Carter’s case was the first in which a plaintiff introduced, over vigorous defense objections, highly damaging internal industry documents that had been stolen by former Brown & Williamson paralegal Merrill Williams.

Among the documents Carter’s jury saw was a 1963 memo in which B&W;’s former general counsel Addison Yeaman declared, “We are then in the business of selling nicotine, an addictive drug,” a statement made at a time when the company steadfastly maintained that their products were neither addictive nor hazardous.

A defense lawyer from a large Wall Street law firm attempted to minimize the document as the mere “musings” of a B&W; attorney. But jurors said in post-trial interviews that the documents, including some showing that the company knew many years ago that tobacco smoke contained carcinogens, had a significant effect on their deliberations.

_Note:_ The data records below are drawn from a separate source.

PR #79, opened 2023-09-05
fix: helm charts improve installation validation

povilasv:
FIX ES-79

region and secret data are mandatory, so adding more validation during helm install

Tested manually using helm:

```
helm upgrade --install test . --set secret.data.apiKey=...
```

```
Release "test" does not exist. Installing it now.

Error: execution error at (coralogix-operator/templates/NOTES.txt:10:3): [ERROR] 'coralogixOperator.region' must be set. Please select one of APAC1,APAC2,EUROPE1,EUROPE2,USA1,USA2 regions. See https://coralogix.com/docs/coralogix-domain/ for more information.
```


matej-g (approved):
Nice 👍

PR #113, opened 2024-07-09
[REFACTOR] prometheus rules reconcile

nicolastakashi:
Adding WithEventFilter to allow us reduce the amount of resources we're reconciling, if the object didn't match the reconcile rule it will not be added to the work queue.

REf: https://stuartleeks.com/posts/kubebuilder-event-filters-part-1-delete/


OrNovo (approved):
Great!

Those documents and similar ones from other cigarette companies have now been shown to juries across the country, including the panel that awarded $3 billion in a cigarette case in Los Angeles Superior Court earlier this month.

Carter began smoking Lucky Strikes when he was 16 and did not stop smoking until he was diagnosed with lung cancer 44 years later. He had part of his left lung removed and his cancer is now in remission. Lucky Strikes were made by American Tobacco Co., which was absorbed by B&W; in a $1-billion merger in 1995.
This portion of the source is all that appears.